# Headless, internetless server installation



## PeteS (Dec 30, 2010)

I've installed FreeBSD 8.1 on a system that will do one thing only - ntp server.

It uses an SSD disk, is completely headless and the case has no physical access to usb or any other connections besides ethernet. 

It will be running 24/7/365 and it will only shutdown (unclean) by a power failure.
It wont be able to access internet. And it will only be administered if it doesn't work and then remotely via ssh or by shipping it to me.


1) Do I need to change anything on a standard installation so it doesn't need any attention?

2) Are there any log files that will grow big over time (SSD is 40GB)?

3) Do I have to change anything for the SSD (speed is not an issue, only unclean shutdowns)?

4) Do I need to do anything to sendmail? Obviously no mail will be delivered anywhere.
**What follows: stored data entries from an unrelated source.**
PR #807, opened 2026-07-08
[SECRES-5317] Add SCFW GitHub Action into v3 workflows

ikretz:
This PR adds Datadog's `supply-chain-firewall-action` GitHub Action into all relevant `v3` workflows.

### DIFF
--- a/.github/workflows/checks.yml
+++ b/.github/workflows/checks.yml
@@ -24,7 +24,7 @@ jobs:
           python-version: "3.10"
           cache: 'pip'
       - name: Set up SCFW_HOME
-        uses: actions/cache@1bd1e32a3bdc45362d1e726936510720a7c30a57 # v4.2.0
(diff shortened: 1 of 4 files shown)


.github/workflows/checks.yml
```diff
@@ -23,6 +23,16 @@ jobs:
         with:
           python-version: "3.10"
           cache: 'pip'
+      - name: Set up SCFW_HOME
+        uses: actions/cache@1bd1e32a3bdc45362d1e726936510720a7c30a57 # v4.2.0
```
christophetd: this is a super old version, generally Claude is bad at using proper versions (current one is 6.1.0)

ikretz: Fixed in [82854d7](https://github.com/DataDog/guarddog/pull/807/commits/82854d7328f56138ae6f5382192186d0676bed39)

christophetd (approved):

Issue #78, opened 2022-11-25
Guarddog hanging when it receices 404 from PyPi 


maciejstromich:
We have a bunch of internal libraries that are not uploaded to pypi (and never will be) but rather included in a form

```
${package} @ file:///tmp/${package}-${version}.tar.gz
```

whenever guarddog finds such a package it tries to load it form pypi and then the whole process hangs and doesn't complete execution.

AngellusMortis:
Same thing happens if you use a different `index-url` (or `extra-url`).

christophetd:
Thanks for reporting! Can you provide a sample `requirements.txt` file where you have the issue?

AngellusMortis:
You can just make a requirements.txt with any fake package in it. i.e.

```
not-a-real-package==1.0.0
```

It is pretty common for companies to use not publicly available packages (via `index-url` or `extra-index-url`) which causes guarddog to hang. Either ignoring those packages (probably good first step) or adding support to pull packages from non-public PyPi index URLs

maciejstromich:
Found another case where Guarddog hangs:

requirements.txt
```
Django~=3.2
requests~=2.28
```

docker-compose.yml
```
services:
  guarddog:
    image: ghcr.io/datadog/guarddog:v0.1.2
    volumes:
      - ./:/code
```
Running the command `docker-compose run --rm guarddog verify /code/test-requirements.txt`                                                                    

results in a hang and an output like below

```
Version 1 for package Django doesn't exist.
Version c for package Django doesn't exist.
Version 3 for package Django doesn't exist.
Version r for package Django doesn't exist.
Version . for package Django doesn't exist.
Version 2 for package Django doesn't exist.
Version 9 for package requests doesn't exist.
Version . for package requests doesn't exist.
Version 2 for package requests doesn't exist.
```

PR #812, opened 2026-07-13
feat: support pyproject.toml and lockfiles in pypi verify, fail cleanly on wrong file types (#781)

### LINKED ISSUE #781: Support scanning pyproject.toml dependency files
- Don't crash when using `guarddog npm verify` on a non-package.json file (fail nicely), and conversely
- Support scanning pyproject.toml dependency files, taking into account lockfiles if any

danraveh-ai:
Closes #781. Covers both parts of the issue, plus one adjacent resolution fix surfaced along the way.

## pyproject.toml and lockfile support

`pypi verify` now understands three TOML dependency formats in addition to requirements.txt, sniffed from content so both file and directory targets work:

- **PEP 621**: `[project] dependencies` and `[project.optional-dependencies]`
- **Poetry**: `[tool.poetry.dependencies]`, group dependencies, and legacy dev-dependencies. Caret/tilde constraints are translated to PEP 440 ranges (`^2.2` → `>=2.2,<3`); git/path/url dependencies and the `python` constraint are skipped since they can't be verified against PyPI
- **poetry.lock / uv.lock**: exact pinned versions from `[[package]]` entries

`find_requirements` also discovers `pyproject.toml`, `poetry.lock`, and `uv.lock` during directory scans.

## Fail nicely on wrong file types

- `npm verify` on a non-package.json now raises a clear `ValueError` surfaced as a one-line error; previously it dumped an unhandled `JSONDecodeError` traceback
- `pypi verify` on non-requirements content (e.g. a package.json) logs a warning ("No valid Python requirements found...") instead of silently scanning nothing
- `_verify` exits 1 on scan errors without a traceback

## Adjacent fix

Version resolution used `packaging.Specifier`, which only accepts a single constraint, so comma-separated ranges (e.g. `flask>=2,<3` in a plain requirements.txt) fell into the raw-string fallback and never resolved. Switched to `SpecifierSet`, which handles both and preserves the raw fallback for git/URL references (the #88 regression tests still pass).

`tomli` is added as a dependency for Python 3.10 only; 3.11+ uses the stdlib `tomllib`.

## Testing

- 7 new unit tests (PEP 621, Poetry incl. caret/git-dep/python-key handling, constraint converter, poetry.lock, garbage input, npm rejection); existing #78/#88 regression tests untouched and passing; 15/15 in the two scanner test files
- Lint and format checked with the Makefile commands (`flake8` with repo flags: 0 issues; `black --check`: clean); `mypy` clean on the changed scanner
- End-to-end CLI runs: `pypi verify` on a pyproject.toml and a poetry.lock (both resolve and scan), `npm verify` on a text file (one-line error, exit 1, no traceback), `pypi verify` on a package.json (warning, no crash)

🤖 Generated with [Claude Code](https://claude.com/claude-code)

### DIFF
--- a/guarddog/cli.py
+++ b/guarddog/cli.py
@@ -165,7 +165,11 @@ def _verify(
         log.error(f"Command verify is not supported for ecosystem {ecosystem}")
         exit(1)
 
-    dependencies, results = scanner.scan_local(path=path, rules=rule_param)
+    try:
+        dependencies, results = scanner.scan_local(path=path, rules=rule_param)
+    except Exception:
+        # scan_local already logged the error; fail cleanly without a traceback
+        exit(1)
 
     rule_docs = list(rule_param or _get_all_rules(ecosystem=ecosystem))
 
--- a/guarddog/scanners/npm_project_scanner.py
+++ b/guarddog/scanners/npm_project_scanner.py
@@ -45,7 +45,17 @@ class NPMRequirementsScanner(ProjectScanner):
                 ...
             }
         """
-        package = json.loads(raw_requirements)
+        try:
+            package = json.loads(raw_requirements)
+        except json.JSONDecodeError as e:
+            raise ValueError(
+                f"the file is not valid JSON, so it does not look like a package.json ({e})"
+            ) from e
+        if not isinstance(package, dict):
+            raise ValueError(
+                "the file contains JSON but not a JSON object, so it does not "
+                "look like a package.json"
+            )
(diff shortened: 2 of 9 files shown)


christophetd:
@codex review

danraveh-ai:
Addressed all three: regenerated poetry.lock (minimal diff, tomli was already locked as a dev dep), and both pyproject and lockfile parsing now skip non-PyPI sources, with tests for each. Good catches on the private-source cases.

Thanks in advance for any help or pointers to things I haven't considered.

Pete S


----------



## wblock@ (Dec 30, 2010)

Depending on what you're doing for status reports, you might want to use sendmail_enable="NONE".  cron job output can build up, though.


----------



## PeteS (Dec 30, 2010)

wblock said:
			
		

> Depending on what you're doing for status reports, you might want to use sendmail_enable="NONE".  cron job output can build up, though.



There don't seem to be any cron jobs running in the default installation though? So it would be only cron jobs of my own doing that could build up logs. Is that a correct assumption?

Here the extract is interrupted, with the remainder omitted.